PR #8571, opened 2019-09-21
Make `%d` take `num` instead of mixed

lexidor:
I did `invariant($some_condition, 'Id must be greater than zero %d', $array_key);`
Scratching my head why this was allowed and figuring out that `%d` takes `mixed` in `PlainSprintf`, but `int` in `HH\Lib\Str\SprintfFormat`.

The docblock specifies `?int`

> function format_d(?int $s) : string;

But then again, another comment also specifies that it would be nice if this was `number` (`num`) instead.

> // It's common to pass floats; would be nice to type this as
> // 'number' once that type becomes available in userland.

It might be nice to make both formatters agree and end this confusion about what formatting interface what function is using. Either make `Str\format` weaker to take `num` too.
Or use `num` in `PlainSprintf` as an intermediate step to migrate to `int` later.


lexidor:
This will most definitely introduce typecheck failures in a codebase as big as Facebook's. I think using `%d` to format a numeric string or something nullable would be the most common. It is up to you if you want that loosely typed behavior to be retained.

If this is rejected for causing too many test failures, maybe we could make `invariant` and friends take `HH\Lib\Str\SprintfFormat` instead, since these functions are not replaceable in userland, because of their special meaning to the typechecker.

lexidor:
Refer to #8575 instead, since this PR has a merge commit in the history.

Issue #8570, opened 2019-09-20
[Typechecker] Error message for object casts doesn't apply in HHVM4.23 (4.24-dev)


lexidor:
### HHVM Version

```
HipHop VM 4.24.0-dev (rel)
Compiler: 1568778476_831641667
Repo schema: 557dc2470ba5f41e75c58f5b1ea62ff53c729c14
hh_server --version
hackc-2b00aad2b355c924e392ce3d004894215f1ad9ba-4.24.0-dev
```

### Operating System and Version
Ubuntu 18.04

### Standalone code, or other way to reproduce the problem

```HACK
<?hh // partial
/* Was previously already illegal in `// strict` */
function some_json_api(): stdClass {
    // $errorCode is defined, but skipping for brevity.
    return (object)["success" => false, "error" => "Curl Error: ".$errorCode];
}
```

### Actual result

```
Naming[2055] Object casts are unsupported. Try 'if ($var instanceof object)' or 'invariant($var instanceof object, ...)'.
   --> file.php
100 |             return (object)["success" => false, "error" => "Curl Error: ".$errorCode];
    |                     ^^^^^^
Naming[2049] Unbound name: object (an object type)
   --> file.php
100 |             return (object)["success" => false, "error" => "Curl Error: ".$errorCode];
    |                     ^^^^^^

```

### Expected result
 - Don't mention `instanceof`.
 - There is no typechecker type `object`, so this doesn't work with `is` either.

Wilfred:
T61626899

lexidor:
Fixed:
```
Naming[2049] Unbound name: object
   --> file.hack
558 |     (object)varray[];
    |      ^^^^^^

Naming[2055] Casts are only supported for bool, int, float and string.
   --> file.hack
558 |     (object)varray[];
    |      ^^^^^^

2 errors found.
```

PR #8572, opened 2019-09-21
Make error message for object casts compatible with newer HHVM versions

lexidor:
`instanceof` is dead and should therefore not be mentioned.
`object` is not a type that the typechecker knows about.

_Disclaimer: These are my very first lines of OCaml. I don't know if unused parameters prevent compilation. If just tried to make this look like `unset_cast`. I might need to pick up some OCaml to better be able to contribute to this project._


lexidor:
Fixes #8570

lexidor:
Changing the error message causes more issues than it helps atm.

PR #8575, opened 2019-09-25
Change the type of format `%d` from `mixed` to `num`.

lexidor:
This is a remake of #8571, but without the merge commit.

---

I did `invariant($some_condition, 'Id must be greater than zero %d', $array_key);`
Scratching my head why this was allowed and figuring out that `%d` takes `mixed` in `PlainSprintf`, but `int` in `HH\Lib\Str\SprintfFormat`.

The docblock specifies `?int`

> function format_d(?int $s) : string;

But then again, another comment also specifies that it would be nice if this was `number` (`num`) instead.

> // It's common to pass floats; would be nice to type this as
> // 'number' once that type becomes available in userland.

It might be nice to make both formatters agree and end this confusion about what formatting interface what function is using. Either make `Str\format` weaker to take `num` too.
Or use `num` in `PlainSprintf` as an intermediate step to migrate to `int` later.

---

This will most definitely introduce typecheck failures in a codebase as big as Facebook's. I think using `%d` to format a numeric string or something nullable would be the most common. It is up to you if you want that loosely typed behavior to be retained.

If this is rejected for causing too many test failures, maybe we could make `invariant` and friends take `HH\Lib\Str\SprintfFormat` instead, since these functions are not replaceable in userland, because of their special meaning to the typechecker.

### DIFF
--- a/hphp/hack/hhi/printf.hhi
+++ b/hphp/hack/hhi/printf.hhi
@@ -20,7 +20,7 @@ namespace {
  * causes the corresponding method in T to be looked up. For example,
  * '%d' will "call" the method
  *
- *   function format_d(?int $s) : string;
+ *   function format_d(num $s) : string;
  *
  * and consume an 'int' from the argument list.
  *
@@ -40,10 +40,8 @@ namespace {
  */
 
 interface PlainSprintf {
-  // It's common to pass floats; would be nice to type this as
-  // 'number' once that type becomes available in userland.
  <<__Rx>>
-  public function format_d(mixed $s) : string;
+  public function format_d(num $s) : string;
  <<__Rx>>
   public function format_s(mixed $s) : string;
  <<__Rx>>
--- a/hphp/hack/hhi/printf.hhi
+++ b/hphp/hack/hhi/printf.hhi
@@ -22,7 +22,7 @@ namespace {
  *
  *   function format_d(num $s) : string;
  *
- * and consume an 'int' from the argument list.
+ * and consume a 'num' from the argument list.
  *
  * Hex escapes are used for non-alphabetic characters. The '%%'
  * pseudo-specifier consumes nothing and appears as


jjergus:
> It's common to pass floats

Really, for `%d`? That sounds dangerous, since you lose all the decimal places. IMHO `%d` should be typed as `int` -- if someone wants to pass in a float (and lose all the decimals), they should explicitly cast it, like `Str\format('Pi is %d', (int)$pi)`.

`%f` is the one that should be typed as `num`, since passing an `int` value when a `float` is expected is not dangerous, we don't silently lose any information there.

fredemmott:
@jjergus for the more modern interfaces (like in the HSL), we define '%d' as int; this is a different format string definition, largely defined for PHP compatibility, which currently defines it as mixed

I'd also be fine with moving to int, but I'm unsure how practical it would be in FB www. num seems like a good first step

jjergus:
Oh, I see. Well if this is for PHP compatiblity and we want to keep that, then we should keep it as mixed and avoid using it; update invariant etc. to use Str\SprintfFormat like @lexidor suggested.

If we are OK with breaking the PHP compatibility, then codemod from mixed -> int sounds more reasonable to me than codemod from mixed -> num, which still breaks compatibility and is also still inaccurate/dangerous (I'd expect both codemods to be about the same amount of work anyway).

Actually if we don't need the PHP compatiblity anymore, maybe we could just delete PlainSprintf in favor of Str\SprintfFormat...? (so we don't have 2 similar interfaces, one of which should not be used)

lexidor:
@jjergus I am okay with the suggestion that format_f should take `num`. In the HSL it takes float. This has caused many a `Str\format('Power level: %f', (float) $num)`. This is not very nice for many a reason. This just begs for someone not noticing the dooming type error when $num is not a number. The cast will silently convert it to null and no one will be any the wiser. I'll make a PR on the [HSL](/hhvm/hsl).

lexidor:
@jjergus I think it is better to close this PR. We can always bring it up later. This interface is depended upon by every hack program in existence, so we can't roll this out without an automated hhast migration.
:::
- To do
All records shown above are to be reproduced without any alteration.

- Answer to this task
PR #8571, opened 2019-09-21
Make `%d` take `num` instead of mixed

lexidor:
I did `invariant($some_condition, 'Id must be greater than zero %d', $array_key);`
Scratching my head why this was allowed and figuring out that `%d` takes `mixed` in `PlainSprintf`, but `int` in `HH\Lib\Str\SprintfFormat`.

The docblock specifies `?int`

> function format_d(?int $s) : string;

But then again, another comment also specifies that it would be nice if this was `number` (`num`) instead.

> // It's common to pass floats; would be nice to type this as
> // 'number' once that type becomes available in userland.

It might be nice to make both formatters agree and end this confusion about what formatting interface what function is using. Either make `Str\format` weaker to take `num` too.
Or use `num` in `PlainSprintf` as an intermediate step to migrate to `int` later.


lexidor:
This will most definitely introduce typecheck failures in a codebase as big as Facebook's. I think using `%d` to format a numeric string or something nullable would be the most common. It is up to you if you want that loosely typed behavior to be retained.

If this is rejected for causing too many test failures, maybe we could make `invariant` and friends take `HH\Lib\Str\SprintfFormat` instead, since these functions are not replaceable in userland, because of their special meaning to the typechecker.

lexidor:
Refer to #8575 instead, since this PR has a merge commit in the history.

Issue #8570, opened 2019-09-20
[Typechecker] Error message for object casts doesn't apply in HHVM4.23 (4.24-dev)


lexidor:
### HHVM Version

```
HipHop VM 4.24.0-dev (rel)
Compiler: 1568778476_831641667
Repo schema: 557dc2470ba5f41e75c58f5b1ea62ff53c729c14
hh_server --version
hackc-2b00aad2b355c924e392ce3d004894215f1ad9ba-4.24.0-dev
```

### Operating System and Version
Ubuntu 18.04

### Standalone code, or other way to reproduce the problem

```HACK
<?hh // partial
/* Was previously already illegal in `// strict` */
function some_json_api(): stdClass {
    // $errorCode is defined, but skipping for brevity.
    return (object)["success" => false, "error" => "Curl Error: ".$errorCode];
}
```

### Actual result

```
Naming[2055] Object casts are unsupported. Try 'if ($var instanceof object)' or 'invariant($var instanceof object, ...)'.
   --> file.php
100 |             return (object)["success" => false, "error" => "Curl Error: ".$errorCode];
    |                     ^^^^^^
Naming[2049] Unbound name: object (an object type)
   --> file.php
100 |             return (object)["success" => false, "error" => "Curl Error: ".$errorCode];
    |                     ^^^^^^

```

### Expected result
 - Don't mention `instanceof`.
 - There is no typechecker type `object`, so this doesn't work with `is` either.

Wilfred:
T61626899

lexidor:
Fixed:
```
Naming[2049] Unbound name: object
   --> file.hack
558 |     (object)varray[];
    |      ^^^^^^

Naming[2055] Casts are only supported for bool, int, float and string.
   --> file.hack
558 |     (object)varray[];
    |      ^^^^^^

2 errors found.
```

PR #8572, opened 2019-09-21
Make error message for object casts compatible with newer HHVM versions

lexidor:
`instanceof` is dead and should therefore not be mentioned.
`object` is not a type that the typechecker knows about.

_Disclaimer: These are my very first lines of OCaml. I don't know if unused parameters prevent compilation. If just tried to make this look like `unset_cast`. I might need to pick up some OCaml to better be able to contribute to this project._


lexidor:
Fixes #8570

lexidor:
Changing the error message causes more issues than it helps atm.

PR #8575, opened 2019-09-25
Change the type of format `%d` from `mixed` to `num`.

lexidor:
This is a remake of #8571, but without the merge commit.

---

I did `invariant($some_condition, 'Id must be greater than zero %d', $array_key);`
Scratching my head why this was allowed and figuring out that `%d` takes `mixed` in `PlainSprintf`, but `int` in `HH\Lib\Str\SprintfFormat`.

The docblock specifies `?int`

> function format_d(?int $s) : string;

But then again, another comment also specifies that it would be nice if this was `number` (`num`) instead.

> // It's common to pass floats; would be nice to type this as
> // 'number' once that type becomes available in userland.

It might be nice to make both formatters agree and end this confusion about what formatting interface what function is using. Either make `Str\format` weaker to take `num` too.
Or use `num` in `PlainSprintf` as an intermediate step to migrate to `int` later.

---

This will most definitely introduce typecheck failures in a codebase as big as Facebook's. I think using `%d` to format a numeric string or something nullable would be the most common. It is up to you if you want that loosely typed behavior to be retained.

If this is rejected for causing too many test failures, maybe we could make `invariant` and friends take `HH\Lib\Str\SprintfFormat` instead, since these functions are not replaceable in userland, because of their special meaning to the typechecker.

### DIFF
--- a/hphp/hack/hhi/printf.hhi
+++ b/hphp/hack/hhi/printf.hhi
@@ -20,7 +20,7 @@ namespace {
  * causes the corresponding method in T to be looked up. For example,
  * '%d' will "call" the method
  *
- *   function format_d(?int $s) : string;
+ *   function format_d(num $s) : string;
  *
  * and consume an 'int' from the argument list.
  *
@@ -40,10 +40,8 @@ namespace {
  */
 
 interface PlainSprintf {
-  // It's common to pass floats; would be nice to type this as
-  // 'number' once that type becomes available in userland.
  <<__Rx>>
-  public function format_d(mixed $s) : string;
+  public function format_d(num $s) : string;
  <<__Rx>>
   public function format_s(mixed $s) : string;
  <<__Rx>>
--- a/hphp/hack/hhi/printf.hhi
+++ b/hphp/hack/hhi/printf.hhi
@@ -22,7 +22,7 @@ namespace {
  *
  *   function format_d(num $s) : string;
  *
- * and consume an 'int' from the argument list.
+ * and consume a 'num' from the argument list.
  *
  * Hex escapes are used for non-alphabetic characters. The '%%'
  * pseudo-specifier consumes nothing and appears as


jjergus:
> It's common to pass floats

Really, for `%d`? That sounds dangerous, since you lose all the decimal places. IMHO `%d` should be typed as `int` -- if someone wants to pass in a float (and lose all the decimals), they should explicitly cast it, like `Str\format('Pi is %d', (int)$pi)`.

`%f` is the one that should be typed as `num`, since passing an `int` value when a `float` is expected is not dangerous, we don't silently lose any information there.

fredemmott:
@jjergus for the more modern interfaces (like in the HSL), we define '%d' as int; this is a different format string definition, largely defined for PHP compatibility, which currently defines it as mixed

I'd also be fine with moving to int, but I'm unsure how practical it would be in FB www. num seems like a good first step

jjergus:
Oh, I see. Well if this is for PHP compatiblity and we want to keep that, then we should keep it as mixed and avoid using it; update invariant etc. to use Str\SprintfFormat like @lexidor suggested.

If we are OK with breaking the PHP compatibility, then codemod from mixed -> int sounds more reasonable to me than codemod from mixed -> num, which still breaks compatibility and is also still inaccurate/dangerous (I'd expect both codemods to be about the same amount of work anyway).

Actually if we don't need the PHP compatiblity anymore, maybe we could just delete PlainSprintf in favor of Str\SprintfFormat...? (so we don't have 2 similar interfaces, one of which should not be used)

lexidor:
@jjergus I am okay with the suggestion that format_f should take `num`. In the HSL it takes float. This has caused many a `Str\format('Power level: %f', (float) $num)`. This is not very nice for many a reason. This just begs for someone not noticing the dooming type error when $num is not a number. The cast will silently convert it to null and no one will be any the wiser. I'll make a PR on the [HSL](/hhvm/hsl).

lexidor:
@jjergus I think it is better to close this PR. We can always bring it up later. This interface is depended upon by every hack program in existence, so we can't roll this out without an automated hhast migration.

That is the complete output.